The (Sweet) Disposition Effect
The (Sweet) Disposition Effect - thanks Temper Trap - is a behavioural finance anomaly discovered by two proper smart Canadian Economists, Hersh Shefrin and Meir Statman, back in the 80s.
I, for one, am fascinated by research carried out on behavioural finance. Because, human behaviour and money, are basically the two things I spend most my time studying and the two areas of expertise on which Financial Planners, like Jo and I, hang our hats.
The Disposition Effect relates to the tendency of investors to sell assets or investments that have increased in value, whilst keeping their assets that have actually dropped in value.
Now, I have to stress that this is more aligned to the behavioural patterns of those who trade individual stocks or run their own investment portfolios, rather than the likes of us here at Eelah or our many advised clients, but it makes for interesting reading nonetheless.
Shefrin and Statman’s studies ascertained that "people dislike incurring losses much more than they enjoy making gains, and people are willing to gamble in the domain of losses." Therefore, the research shows that more people will want to hold stocks that have lost value, whilst being keen to get rid of stocks that are at a gain. This was coined as the Disposition Effect.

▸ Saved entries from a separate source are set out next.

PR #148, opened 2023-01-03
chore: use document store bulk upsert

SrikarMannepalli:
## Description
This PR refactors upsertAllConfigs API impl to use bulk upsert document store method

### Testing
Added unit tests and integration test to successfully verify the changes

### Checklist:

### DIFF
--- a/config-service-impl/src/main/java/org/hypertrace/config/service/store/DocumentConfigStore.java
+++ b/config-service-impl/src/main/java/org/hypertrace/config/service/store/DocumentConfigStore.java
@@ -77,29 +77,11 @@ public class DocumentConfigStore implements ConfigStore {
     Optional<ConfigDocument> previousConfigDoc = getLatestVersionConfigDoc(configResourceContext);
     Optional<ContextSpecificConfig> optionalPreviousConfig =
         previousConfigDoc.flatMap(this::convertToContextSpecificConfig);
-    long updateTimestamp = clock.millis();
-    long creationTimestamp =
-        previousConfigDoc
-            .filter(configDocument -> !ConfigServiceUtils.isNull(configDocument.getConfig()))
-            .map(ConfigDocument::getCreationTimestamp)
-            .orElse(updateTimestamp);
-    long newVersion =
-        previousConfigDoc
-            .map(ConfigDocument::getConfigVersion)
-            .map(previousVersion -> previousVersion + 1)
-            .orElse(1L);
+
     Key latestDocKey = new ConfigDocumentKey(configResourceContext);
     ConfigDocument latestConfigDocument =
-        new ConfigDocument(
-            configResourceContext.getConfigResource().getResourceName(),
-            configResourceContext.getConfigResource().getResourceNamespace(),
-            configResourceContext.getConfigResource().getTenantId(),
-            configResourceContext.getContext(),
-            newVersion,
-            userId,
-            latestConfig,
-            creationTimestamp,
-            updateTimestamp);
+        buildConfigDocument(configResourceContext, latestConfig, userId, previousConfigDoc);
+
     collection.upsert(latestDocKey, latestConfigDocument);
     return optionalPreviousConfig
         .map(previousConfig -> this.buildUpsertResult(latestConfigDocument, previousConfig))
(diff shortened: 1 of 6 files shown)


config-service/build.gradle.kts
```diff
@@ -55,6 +55,7 @@ tasks.integrationTest {
 }
 
 dependencies {
+  implementation(libs.hypertrace.grpcutils.context)
```
aaron-steinfeld, line 58: Considering no source was changed in this module, shouldn't be any dep additions. Looks like maybe this was meant for the integration test?

config-service-impl/src/test/java/org/hypertrace/config/service/store/DocumentConfigStoreTest.java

Another finance professor, Nicholas Barberis, has noted in relation to the Disposition Effect, “that stocks that have done well over the past six months tend to keep doing well over the next six months; and that stocks that have done poorly over the past six months tend to keep doing poorly over the next six months.” This being the case, the rational thing to do would be “to hold on to stocks that have recently risen in value; and to sell stocks that have recently fallen in value. But individual investors tend to do exactly the opposite.”

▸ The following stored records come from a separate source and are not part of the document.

PR #149, opened 2023-01-04
feat: bulk delete configs support

SrikarMannepalli:
## Description
This PR adds the API contracts to support bulk delete of configs 

### Checklist:


config-service-api/src/main/proto/org/hypertrace/config/service/v1/config_service.proto
```diff
@@ -119,6 +121,31 @@ message DeleteConfigResponse {
...
+    // optional - only required if config applies to a specific context.
+    // If empty, specified config is associated with a default context.
+    string context = 3;
+  }
+}
+
+message DeleteConfigsResponse {
+  repeated DeletedConfig deleted_configs = 1;
+
+  message DeletedConfig {
```
aaron-steinfeld, line 141: The singular API returns a `ContextSpecificConfig` - why not reuse that?

SrikarMannepalli: I was contemplating between using it itself and a separate config, but went the way of `UpsertAllConfigs` finally. Updated it now.

skjindal93 (dismissed):

skjindal93 (dismissed):

config-service-impl/src/main/java/org/hypertrace/config/service/ConfigServiceGrpcImpl.java
```diff
@@ -140,6 +144,49 @@ public void deleteConfig(
...
+        return;
+      }
+      Map<ConfigResourceContext, Value> valuesByContext =
+          request.getConfigsList().stream()
+              .map(
+                  requestedDelete ->
+                      Map.entry(this.getConfigResourceContext(requestedDelete), emptyValue()))
+              .collect(ImmutableMap.toImmutableMap(Entry::getKey, Entry::getValue));
+
+      List<UpsertedConfig> deletedConfigs =
```
aaron-steinfeld, line 165: Wouldn't this be returning the post-delete values (aka empty). The response from this API I would expect would be the values that have been deleted, so if we're not going to return that we should be modifying the API.

aaron-steinfeld: I take it back - I see it returns the prev config too :)

config-service-impl/src/main/java/org/hypertrace/config/service/ConfigServiceGrpcImpl.java
```diff
@@ -140,6 +144,49 @@ public void deleteConfig(
...
+      responseObserver.onNext(
+          DeleteConfigsResponse.newBuilder()
+              .addAllDeletedConfigs(
+                  deletedConfigs.stream()
+                      .map(this::buildDeletedContextSpecificConfig)
+                      .collect(Collectors.toUnmodifiableList()))
+              .build());
+      responseObserver.onCompleted();
+    } catch (Exception e) {
+      log.error("Delete configs failed for request: {}", request, e);
```
aaron-steinfeld, line 177: responseObserver.onError missing here.

aaron-steinfeld (approved):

So, if based on evidence and rationality, it doesn’t make sense to hold on to losers and sell winners, why do so many of us do it? The famous Daniel Kahneman, author of Thinking, Fast & Slow (a book I recommend everyone reads) gave his explanation to the Disposition Effect by stating that, "losses have more emotional impact than an equivalent amount of gains".

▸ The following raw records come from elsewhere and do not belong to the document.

PR #151, opened 2023-01-05
fix: query filter bug

SrikarMannepalli:
## Description
This PR fixes a bug in the query filter. When we provide no configs to bulk update, the query filter default to an empty OR. This fetches all the configs throughout. We set a limit on the query response to 0 in such cases. But a limit of 0 on mongo is equivalent to no limit.  On update, all these are being set to null as it can't find the values to assign to it as they are not part of the request. 

### Testing

### Checklist:

### DIFF
--- a/config-service-impl/src/main/java/org/hypertrace/config/service/store/DocumentConfigStore.java
+++ b/config-service-impl/src/main/java/org/hypertrace/config/service/store/DocumentConfigStore.java
@@ -208,14 +208,22 @@ public class DocumentConfigStore implements ConfigStore {
 
   private Map<ConfigResourceContext, Optional<ConfigDocument>> getLatestVersionConfigDocs(
       Set<ConfigResourceContext> configResourceContexts) throws IOException {
+    if (configResourceContexts.isEmpty()) {
+      return Collections.emptyMap();
+    }
     // build filter
     List<Filter> childFilters =
         configResourceContexts.stream()
-            .map(this::getConfigResourceContextFilter)
+            .map(this::getConfigResourceFieldContextFilter)
             .collect(Collectors.toUnmodifiableList());
-    Filter filter = new Filter();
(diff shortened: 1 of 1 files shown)


config-service-impl/src/main/java/org/hypertrace/config/service/store/DocumentConfigStore.java
```diff
@@ -208,14 +208,22 @@ private Optional<ConfigDocument> getLatestVersionConfigDoc(
 
   private Map<ConfigResourceContext, Optional<ConfigDocument>> getLatestVersionConfigDocs(
       Set<ConfigResourceContext> configResourceContexts) throws IOException {
+    if (configResourceContexts.isEmpty()) {
```
aaron-steinfeld, line 211: Should we be treating an updateAll with empty as valid? or rejecting the request?

aaron-steinfeld (approved):

config-service-impl/src/main/java/org/hypertrace/config/service/store/DocumentConfigStore.java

What this means is that, if a normal human is presented with two equal choices with the same guaranteed outcome, BUT one is described as having a “potential gain” and the other is described as having a “possible loss”, then normal Mr Human would usually opt for the former ‘gain’ choice, even though both would yield the exact same financial end result.
For example, even though the net result of receiving £100 would be the same as gaining £200 and then losing half of it, us super-irrational humans are far more likely to take a more favourable view of the former scenario, despite both end results being identical. Nuts, ain't we?
How do you avoid this happening? Well, the first step has already been made, cos I am bringing it to the table right now. Knowledge is power and all that.
The second way the disposition effect can be avoided, or at least minimised, is by means of a mental approach called "hedonic framing". In simple terms, this framing encourages investors to consider their higher-level portfolio returns as an overall loss or gain, rather than concentrating on the performance of the fund’s smaller, individual components. But, fundamentally, to have a diverse investment portfolio that is held for the long-term and selected to progress towards a specific investment goal rather than a generic investment.
Interesting stuff. There are loads of behavioural finance theories out there that we can tap into to help shape the way we think and act. I’ll send more out in future blogs.